▶ REQUIRED WORK
Using the entries below, output exactly the line containing "tket/src/Transformations/Decomposition.cpp" and all lines that follow it to the end.

▶ MATERIAL FOR THE TASK
PR #442, opened 2022-07-15
[feature] Use implicit swaps in DecomposeTK2

lmondada:


tket/src/Transformations/Decomposition.cpp
```diff
@@ -563,6 +565,45 @@ static void best_exact_decomposition(
   }
 }
 
+// Given a 2-qb circuit with a single TK2, returns a tuple (pre, angles, post)
+// where pre/post are the parts of the circuit that come before/after the TK2
+// gate and angles are the 3 angles of the TK2 gate
+static auto get_TK2_angles(const Circuit &circ) {
```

▶ THE COMPLETED TASK
tket/src/Transformations/Decomposition.cpp
```diff
@@ -563,6 +565,45 @@ static void best_exact_decomposition(
   }
 }
 
+// Given a 2-qb circuit with a single TK2, returns a tuple (pre, angles, post)
+// where pre/post are the parts of the circuit that come before/after the TK2
+// gate and angles are the 3 angles of the TK2 gate
+static auto get_TK2_angles(const Circuit &circ) {
```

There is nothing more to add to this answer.